Мальчика он вызвал последним. Решил блеснуть, наверное, для самого себя. Поражать и без того пораженный зал уже ни к чему, он и так отдался под власть его чар. Танцующие неумехи, жонглирующие, рисующие, сочиняющие стихи, все это было, было. Хотелось большего.

«Сейчас ты увидишь себя через два года. Скажи, что ты делаешь?».

Мальчик молчал, потом медленно, словно преодолевая внутреннее сопротивление, начал отвечать.

«Я играю с Митькой и Генкой во дворе. У Генки новые кроссовки, с лампочками, он выходит в них только вечером, хвастаться».

«Хорошо. Сейчас тебе не двенадцать, а восемнадцать лет.

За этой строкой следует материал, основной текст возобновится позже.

PR #13950, opened 2025-07-18
ZJIT: Run against all tests

st0012:
- `make zjit-test-all` now runs all test under `/test`, which includes several default gems' tests
- Some additional exclusions have been added to `/test/.excludes-zjit/`
- Since now `zjit-test-all` takes quite a while, I think we can run `zjit-check` instead of `zjit-test` on CI to get a faster feedback, even tho `test_zjit.rb` will be run twice (another time in `zjit-test-all`)

### DIFF
--- a/.github/workflows/zjit-macos.yml
+++ b/.github/workflows/zjit-macos.yml
@@ -32,7 +32,7 @@ jobs:
       fail-fast: false
       matrix:
         include:
-          - test_task: 'zjit-test'
+          - test_task: 'zjit-check'
             configure: '--enable-yjit=dev --enable-zjit'
 
           - test_task: 'ruby' # build test for combo build
@@ -84,7 +84,7 @@ jobs:
       - uses: taiki-e/install-action@v2
         with:
           tool: nextest@0.9
-        if: ${{ matrix.test_task == 'zjit-test' }}
+        if: ${{ matrix.test_task == 'zjit-check' }}
 
       - name: Install Rust # TODO(alan): remove when GitHub images catch up past 1.85.0
         run: rustup default 1.85.0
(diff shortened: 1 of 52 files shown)


tekknolagi:
Can you explain the YAML changes please? I'm not sure the current description clears it up for me. There are too many suites and commands for me to keep track of.

st0012:
`zjit-test` runs ZJIT's Rust tests. `zjit-check` runs both the Rust tests and `test_zjit.rb`.
So currently we have one job running ZJIT Rust tests, and let `zjit-test-all` run all Ruby tests, including `test_zjit.rb`.
After the change, one job will run both ZJIT Rust tests and `test_zjit.rb`, and `zjit-test-all` would still run `test_zjit.rb` but I think that's fine.

zjit/src/codegen.rs
```diff
@@ -102,6 +102,10 @@ fn gen_iseq_entry_point(iseq: IseqPtr) -> *const u8 {
     let cb = ZJITState::get_code_block();
     let code_ptr = gen_iseq_entry_point_body(cb, iseq);
 
+    // REMOVE ME
+    // Just to test if the crash is related to write barriers
+    unsafe { rb_gc_writebarrier_remember(iseq.into()) };
```
tekknolagi: There was another one, too, somewhere else in this file

st0012: I think in that commit the other change is unrelated:

```
-    asm.cmp(val, Opnd::UImm(expected.into()));
+    asm.cmp(val, Opnd::Value(expected));
```

which has also been shipped in https://github.com/ruby/ruby/pull/13935

tekknolagi: No, I mean there was another call to remember

st0012: I checked out back to the old commits, and the other 2 `rb_gc_writebarrier_remember` we added in pairing later became part of `append_gc_offsets`.
The other one in `profile.rs` was changed into `rb_gc_writebarrier` in #13935

PR #13953, opened 2025-07-18
ZJIT: Load stack relative slot before frame teardown

XrXr:
Or else the test returns garbage since it loads after
moving SP. Prior bad disassembly:

    # Block: bb0(v0, v1, v2, v3, v4, v5, v6, v7, v8)
    stp x29, x30, [sp, #-0x10]!
    mov x29, sp
    # bump C stack pointer
    sub sp, sp, #0x10
    # Insn: v10 Return v8
    # pop stack frame
    adds x19, x19, #0x38
    stur x19, [x20, #0x10]
    # restore C stack pointer
    add sp, sp, #0x10
    mov sp, x29
    ldp x29, x30, [sp], #0x10
    ldur x0, [sp]
    ret

### DIFF
--- a/doc/string/dump.rdoc
+++ b/doc/string/dump.rdoc
@@ -1,0 +1,52 @@
+Returns a printable version of +self+, enclosed in double-quotes:
+
+  'hello'.dump     # => "\"hello\""
+
+Certain special characters are rendered with escapes:
+
+  '"'.dump  # => "\"\\\"\""
+  '\\'.dump # => "\"\\\\\""
+
+Non-printing characters are rendered with escapes:
+
+  s = ''
+  s << 7   # Alarm (bell).
+  s << 8   # Back space.
+  s << 9   # Horizontal tab.
+  s << 10  # Line feed.
+  s << 11  # Vertical tab.
+  s << 12  # Form feed.
+  s << 13  # Carriage return.
+  s        # => "\a\b\t\n\v\f\r"
+  s.dump   # => "\"\\a\\b\\t\\n\\v\\f\\r\""
+
+If +self+ is encoded in UTF-8 and contains Unicode characters, renders Unicode
+characters in Unicode escape sequence:
+
+  'тест'.dump     # => "\"\\u0442\\u0435\\u0441\\u0442\""
+  'こんにちは'.dump # => "\"\\u3053\\u3093\\u306B\\u3061\\u306F\""
+
+If the encoding of +self+ is not ASCII-compatible (i.e., +self.encoding.ascii_compatible?+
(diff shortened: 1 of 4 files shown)


zjit/src/codegen.rs
```diff
@@ -890,14 +890,23 @@ fn gen_new_range(
...
     let incr_cfp = asm.add(CFP, RUBY_SIZEOF_CONTROL_FRAME.into());
     asm.mov(CFP, incr_cfp);
     asm.mov(Opnd::mem(64, EC, RUBY_OFFSET_EC_CFP), CFP);
 
+    // Load any stack relative memory since we're about to destroy the current frame
+    const NATIVE_SP_REG_NO: u8 = {
+        let Opnd::Reg(reg) = NATIVE_STACK_PTR else { unreachable!(); };
+        reg.reg_no
+    };
+    if let Opnd::Mem(lir::Mem { base: lir::MemBase::Reg(NATIVE_SP_REG_NO), .. }) = val {
```
tekknolagi: Not sure I am following. Don't we also need to check this post-regalloc then?

zjit/src/codegen.rs
```diff
@@ -890,14 +890,23 @@ fn gen_new_range(
...
+        val = asm.load(val);
```
k0kubun: Could we load it into C_RET_REG directly?

zjit/src/codegen.rs
XrXr: We'd need to check after regalloc if it supported spilling, but it doesn't right now. The SP-relative operands here are coming from param_opnd() in the same file.

https://github.com/ruby/ruby/blob/6b0e5de4e68bc60c10ce7974cb69f246678a9512/zjit/src/codegen.rs#L1110-L1119

We refer to the same `lir::Opnd` for each param.

The does feel like something LIR should provide an API for so we can't get it wrong. I'm adding a `MemBase::FrameBase` so we can refer to the right slot even after operations like cpush, but that won't get us all the way there.

tekknolagi: We support at least block param spilling now, though, after @k0kubun 's change

XrXr: I believe those are implemented here, not in the backend, so they're visible like this before regalloc.

zjit/src/codegen.rs
XrXr: Ah yes. That gets rid of the confusing check for SP base as well. [edc4572](https://github.com/ruby/ruby/pull/13953/commits/edc4572cd766e1a7c1b02d307678c0ef09803c47)

zjit/src/codegen.rs
k0kubun: Yeah. It should be good for now.

PR #13954, opened 2025-07-18
ZJIT: Remove no-op movs after register allocation

XrXr:
Previously `no_dead_mov_from_vreg` generated:

        0x0: ldur x0, [x0]
        0x4: mov x0, x0
        0x8: ret

    Because of phase ordering. Split couldn't recognize that the no-op mov
    because at that point it sees a `VReg`.

~Re the capstone change, it seems fairly easy to fix upstream. I'll try and toss
them a PR.~ https://github.com/capstone-rust/capstone-rs/pull/184

### DIFF
--- a/zjit/src/backend/arm64/mod.rs
+++ b/zjit/src/backend/arm64/mod.rs
@@ -1425,6 +1425,20 @@ mod tests {
     }
 
     #[test]
+    fn no_dead_mov_from_vreg() {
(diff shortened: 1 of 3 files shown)


st0012 (approved):

tekknolagi (approved):

k0kubun (approved):
makes sense

PR #13961, opened 2025-07-19
Add comments to autogen script

altxtech:
### Context

Was trying to understand how the build process works and found the autogen script hard to interpret. 

### Changes

- Added some explanatory comments
- Some formatting adjustments

### DIFF
--- a/autogen.sh
+++ b/autogen.sh
@@ -5,22 +5,18 @@ PWD=
 
 # Figure out the source directory for this script
 # configure.ac should be in the same place
-srcdir() {
-  case "$0" in
-    */* ) dirname "$0" ;; # Called with path
-    *   ) echo ""    ;; # Otherwise
-  esac
-}
+case "$0" in
+    */* )  srcdir=`dirname "$0"` ;; # Called with path
+    *   )  srcdir="";; # Otherwise
+esac
 
 # If install-only is explicitly requested, disbale symlink flags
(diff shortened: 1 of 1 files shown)


nobu:
Could you tell what was hard to you?

> necessary evil for bash scripts

This file is a plain shell script, not a bash script.

altxtech:
For example, in the first part

```
case "$0" in
*/*) srcdir=`dirname $0`;;
*) srcdir="";;
esac
```

$0 --> Name of the script being run. Something I knew, but needed a few seconds to remember
\*/\* --> Pattern matching looking for slash. Didn't know what that was. Had to google it.

From there I understood here we are checking whether the script was called from a path or not. But it was not obvious.

nobu:
> For example, in the first part
> 
> ```
> case "$0" in
> */*) srcdir=`dirname $0`;;
> *) srcdir="";;
> esac
> ```
> 
> $0 --> Name of the script being run. Something I knew, but needed a few seconds to remember */* --> Pattern matching looking for slash. Didn't know what that was. Had to google it.
> 
> From there I understood here we are checking whether the script was called from a path or not. But it was not obvious.

I thought it was a very common idiom as sh scripts.
OK, it'd be good to add comments.

altxtech:
@nobu 

Some comments already help a lot.
Removed the wrapper functions so the original script is not changed too radically.

PR #13968, opened 2025-07-22
experiment with speeding up Time.local

catlee:
On macOS, methods like `Time.local` can be up to hundreds of times slower when run in a forked child process than when run in the parent process. This simple benchmark demonstrates the issue:

```ruby
require "benchmark/ips"

def time_local
  Time.local(2025,7,21,14,23)
end

Benchmark.ips do |x|
  x.report("non-forked") { time_local }
  x.report("forked") do |times|
    pid = fork do
      times.times { time_local }
    end
    Process.wait(pid)
  end
  x.compare!
end
```

```shell
ruby 3.4.3 (2025-04-14 revision d0b7e5b6a0) +PRISM [arm64-darwin20]
          non-forked     7.873k i/100ms
              forked   131.000 i/100ms
          non-forked     77.203k (± 1.0%) i/s   (12.95 μs/i) -    393.650k in   5.099458s
              forked      1.248k (± 2.1%) i/s  (801.54 μs/i) -      6.288k in   5.042401s

Comparison:
          non-forked:    77202.9 i/s
              forked:     1247.6 i/s - 61.88x  slower
```

This impacts all kinds of things from logging, parsing times, working with zipfiles with `rubyzip`, etc.

This PR implements a small cache for `rb_localtime_r` to avoid multiple calls to libc's `localtime_r` for the same time value.

The cache is cleared if the timezone is changed.

I looked into caching the timezone offset by first calling gmtime_r and using the year/month/day/hour/minute as the cache key, but ran into problems handling leap seconds.


nobu:
That benchmark looks including `fork` and `waitpid` times and doesn't feel fair enough.

Rather, I feel that this problem should be reported to Apple.
Might be intentional since `fork` is declared as deprecated, though.

```C
#include <stdio.h>
#include <sys/types.h>
#include <sys/wait.h>
#include <time.h>
#include <unistd.h>

void
localtime_benchmark(const char *cond)
{
    struct timespec ts, te;
    clock_gettime(CLOCK_MONOTONIC , &ts);
    for (long n = 0; n < 10000; ++n) {
        time_t lt = 1753075380;
        struct tm t;
        localtime_r(&lt, &t);
    }
    clock_gettime(CLOCK_MONOTONIC , &te);
    time_t diff = te.tv_sec - ts.tv_sec;
    unsigned long ndiff = te.tv_nsec;
    if (te.tv_nsec < ts.tv_nsec) {
        --diff;
        ndiff += 1000000000UL;
    }
    ndiff -= ts.tv_nsec;
    printf("%s: %ld.%.9lu\n", cond, diff, ndiff);
}

int
main(void)
{
    localtime_benchmark("non-forked");
    pid_t forked = fork();
    if (forked) {
        int stat;
        waitpid(forked, &stat, 0);
    }
    else {
        localtime_benchmark("    forked");
    }
    return 0;
}
```

```
non-forked: 0.001993000
    forked: 2.986874000
```

time.c
```diff
@@ -764,12 +772,265 @@ update_tz(void)
...
+/* Calculate day of year from year/month/day */
+static int
+calculate_yday(int year, int month, int day)
+{
+    int yday = 0;
+    for (int m = 1; m < month; m++) {
+        yday += get_days_in_month(year, m);
+    }
+    return yday + day - 1; /* tm_yday is 0-based */
+}
```
nobu: These look like duplicates to the existing functions.

catlee:
> Rather, I feel that this problem should be reported to Apple.

Indeed. I did some searching around and found a few references which make me think this won't be fixed:

https://developer.apple.com/forums/thread/747499
https://developer.apple.com/forums/thread/737464?answerId=764686022#764686022
https://stackoverflow.com/questions/27932330/why-is-tzset-a-lot-slower-after-forking-on-mac-os-x

And from fork's [manpage](https://www.unix.com/man_page/osx/2/fork/):
> CAVEATS
     There are limits to what you can do in the child process.	To be totally safe you should restrict yourself to only executing async-signal
     safe operations until such time as one of the exec functions is called.  All APIs, including global data symbols, in any framework or library
     should be assumed to be unsafe after a fork() unless explicitly documented to be safe or async-signal safe.  If you need to use these frame-
     works in the child process, you must exec.  In this situation it is reasonable to exec yourself.

AIUI there is IPC signaling in place to notify processes of timezone changes, and these don't work after fork() before exec().

time.c
```diff
@@ -764,12 +777,158 @@ update_tz(void)
...
+    if (month < 3) {
+        month += 12;
+        year--;
+    }
+    int k = year % 100;
+    int j = year / 100;
+    int h = (day + (13 * (month + 1)) / 5 + k + k / 4 + j / 4 - 2 * j) % 7;
+    /* Convert to tm_wday format (Sunday = 0) */
+    return (h + 6) % 7;
+}
```
nobu: You can use `calc_wday`.

time.c
```diff
@@ -703,6 +704,11 @@ static struct vtm *localtimew(wideval_t timew, struct vtm *result);
 
 static int leap_year_p(long y);
 #define leap_year_v_p(y) leap_year_p(NUM2LONG(modv((y), INT2FIX(400))))
+static int calc_tm_yday(long tm_year, int tm_mon, int tm_mday);
+
```
nobu, line 709:
```suggestion
static int calc_wday(int year_mod400, int month, int day);

```

time.c
```diff
@@ -860,6 +1020,88 @@ static const int8_t leap_year_days_in_month[] = {
...
+            }
+        }
+
+        /* Update tm structure */
+        tm->tm_year = year - 1900;
+        tm->tm_mon = month - 1;
+        tm->tm_mday = day;
+
+        /* Recalculate wday and yday */
+        tm->tm_wday = calculate_wday(year, month, day);
```
nobu:
```suggestion
        tm->tm_wday = calc_wday(year % 400, month, day);
```

time.c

Где ты, что ты видишь?».  зал замер, предвкушая.

 Так ответьте на мой вопрос,  приказал он. Я куснул губы.

 Нет. Не знал.

 Но все, что со мной происходило, все, о чем я говорил тогда, что это  правда или ложь? Ведь ничего не сбылось, даже Генке не подарили кроссовки, а остальное, это. Слушайте, я с вами лет десять после того сеанса, хотел встретиться, спросить. Сперва, задать вопрос: чего ж вы так меня обдурили. А потом, когда вдруг, в восемнадцать  он замолчал, глаза налились странной чернотой, буквально пожиравшей меня. Я не мог долее смотреть в них, отвел взгляд. И тут же молодой человек схватил меня за рукав пиджака.  Нет уж, раз вы тут, я спрошу. Что это было, ответьте, ведь не просто ж мишура, нелепая шутка, что это было на самом деле?